Sumber koran ini berkata, melihat kondisi taman tersebut, rasanya tidak sampai menghabiskan dana sebesar itu. Kata dia ada dugaan dalam pengerjaan proyek itu terjadi mark up.

“Ya, kita lihat dari kasat mata kalau membandingkan dana yang ada, bias diduga mark up,” katanya yang enggan namanya disebutkan.

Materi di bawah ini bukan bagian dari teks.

PR #129, opened 2022-01-31
Remove runtime type coercions from Value, Text functions

bryancroteau-MSFT:
This change moves the Value and Text functions for UntypedObject instances towards a "type casting" style and away from parsing. Now the Text_UO and Value_UO functions only allow String and Number types on the UO impl. Tests have been updated to reflect the new RuntimeTypeMismatch errors.

### DIFF
--- a/src/tests/Microsoft.PowerFx.Core.Tests/ExpressionTestCases/ParseJson.txt
+++ b/src/tests/Microsoft.PowerFx.Core.Tests/ExpressionTestCases/ParseJson.txt
@@ -6,13 +6,13 @@
 5
 
 >> Value(ParseJson("true"))
-1
+#Error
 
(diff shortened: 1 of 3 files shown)


src/tests/Microsoft.PowerFx.Core.Tests/ExpressionTestCases/ParseJson.txt
```diff
@@ -6,13 +6,13 @@
 5
 
 >> Value(ParseJson("true"))
```
MikeStall, line 8: >Value [](http://example.com/codeflow?start=3&length=5)

can we add a comment here to explain why it's an error, eg:

// Value() doesn't parse and must be a json number.

MikeStall (approved):
:shipit:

Kepala Badan Lingkungan Hidup (BLH) OKI, Nursula melalui Kuasa Pemegang Anggaran (KPA) menyebutkan, dalam pengerjaan proyek tanama tersebut, Tabrani, saat dikonfirmasi melalui ponselnya, terkesan enggan menanggapi terkait pertanyaan wartawan mengenai proyek taman itu. Tabrani yang notabennya mengetahui kegiatan itu karena jabatannya sebagai KPA, justru mengarahkan wartawan kepada atasannya kepala BLH.

“Kalau soal itu jangan dengan saya, coba kamu tanyakan langsung saja dengan kepala dinas kami,” katanya seraya mengakhiri sambungan selulernya.

Nursula menambahkan, proyek pembangunan taman ini merupakan proyek BLH yang dikerjakan pihak ketiga. Proyek itu secara pendanaan berasal dari BLH, namun untuk teknis dalam penataan taman, pihaknya meminta bantuan dari Dinas Pertamanan dan Tata Kota.

“Kami kira itu tidak menyalahi aturan, dan dikerjakan oleh pihak ketiga,” kilah Nursula.

Ujar Nursula, dana sebesar itu tidak lantas dihabiskan sebatas pengerjaan saja, melainkan masih digunakan selama enam bulan kedepan untuk biaya perawatan.

“Misalnya, untuk penggantian tanaman yang rusak,” terangnya.

Pihaknya berkeyakinan dalam pengerjaan proyek itu tidak menyalahi aturan, karena dikerjakan pihak ketiga.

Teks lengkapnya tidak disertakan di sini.